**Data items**
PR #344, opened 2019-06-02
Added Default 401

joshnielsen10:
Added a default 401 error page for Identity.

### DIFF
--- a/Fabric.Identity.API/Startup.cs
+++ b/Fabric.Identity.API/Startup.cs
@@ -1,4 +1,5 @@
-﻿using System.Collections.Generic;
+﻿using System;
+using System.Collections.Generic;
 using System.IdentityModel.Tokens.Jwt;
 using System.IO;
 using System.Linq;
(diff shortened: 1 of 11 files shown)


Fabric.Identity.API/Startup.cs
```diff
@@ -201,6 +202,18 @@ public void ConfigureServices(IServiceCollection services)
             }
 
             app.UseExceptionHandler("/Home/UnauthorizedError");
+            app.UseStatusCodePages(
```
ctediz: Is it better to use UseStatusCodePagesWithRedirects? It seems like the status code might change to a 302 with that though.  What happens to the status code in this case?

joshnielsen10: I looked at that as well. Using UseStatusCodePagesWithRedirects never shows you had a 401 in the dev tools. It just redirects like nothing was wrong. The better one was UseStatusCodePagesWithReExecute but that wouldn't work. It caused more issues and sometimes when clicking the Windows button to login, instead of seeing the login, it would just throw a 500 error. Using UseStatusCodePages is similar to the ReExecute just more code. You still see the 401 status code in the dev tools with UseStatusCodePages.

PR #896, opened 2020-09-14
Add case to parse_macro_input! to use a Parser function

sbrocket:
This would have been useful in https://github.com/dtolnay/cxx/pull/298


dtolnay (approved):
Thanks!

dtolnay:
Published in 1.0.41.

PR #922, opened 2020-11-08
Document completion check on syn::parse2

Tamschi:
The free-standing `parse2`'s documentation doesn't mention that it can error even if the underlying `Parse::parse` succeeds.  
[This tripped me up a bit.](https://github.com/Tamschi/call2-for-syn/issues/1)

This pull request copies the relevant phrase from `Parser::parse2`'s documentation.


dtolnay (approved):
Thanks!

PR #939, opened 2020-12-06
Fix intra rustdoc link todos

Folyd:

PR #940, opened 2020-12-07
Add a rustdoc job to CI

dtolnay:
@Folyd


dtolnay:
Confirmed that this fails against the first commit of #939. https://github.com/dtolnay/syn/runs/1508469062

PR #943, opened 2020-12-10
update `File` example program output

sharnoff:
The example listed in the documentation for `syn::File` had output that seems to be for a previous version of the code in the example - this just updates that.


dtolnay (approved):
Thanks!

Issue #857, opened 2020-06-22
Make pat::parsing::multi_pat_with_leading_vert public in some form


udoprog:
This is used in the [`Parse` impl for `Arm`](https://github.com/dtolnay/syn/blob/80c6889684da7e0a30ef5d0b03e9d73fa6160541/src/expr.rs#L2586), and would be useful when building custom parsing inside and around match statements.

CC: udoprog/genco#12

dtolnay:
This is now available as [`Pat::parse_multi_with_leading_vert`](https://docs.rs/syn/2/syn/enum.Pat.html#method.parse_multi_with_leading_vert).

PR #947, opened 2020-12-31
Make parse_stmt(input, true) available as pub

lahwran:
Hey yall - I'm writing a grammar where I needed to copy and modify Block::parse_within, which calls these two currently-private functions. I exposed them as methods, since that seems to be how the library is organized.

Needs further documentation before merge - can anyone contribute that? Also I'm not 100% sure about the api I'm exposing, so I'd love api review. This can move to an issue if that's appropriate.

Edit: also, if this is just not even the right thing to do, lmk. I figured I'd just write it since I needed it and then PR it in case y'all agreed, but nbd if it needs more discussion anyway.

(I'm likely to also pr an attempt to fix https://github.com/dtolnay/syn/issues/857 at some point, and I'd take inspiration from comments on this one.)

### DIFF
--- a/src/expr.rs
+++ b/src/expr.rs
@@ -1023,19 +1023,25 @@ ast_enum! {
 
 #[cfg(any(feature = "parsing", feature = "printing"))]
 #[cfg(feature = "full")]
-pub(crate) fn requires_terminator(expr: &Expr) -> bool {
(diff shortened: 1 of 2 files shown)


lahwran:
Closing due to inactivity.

**Problem to work on**
Across the records above, how many lines contain the word "issues"? Please give that number alone.

**Written response**
3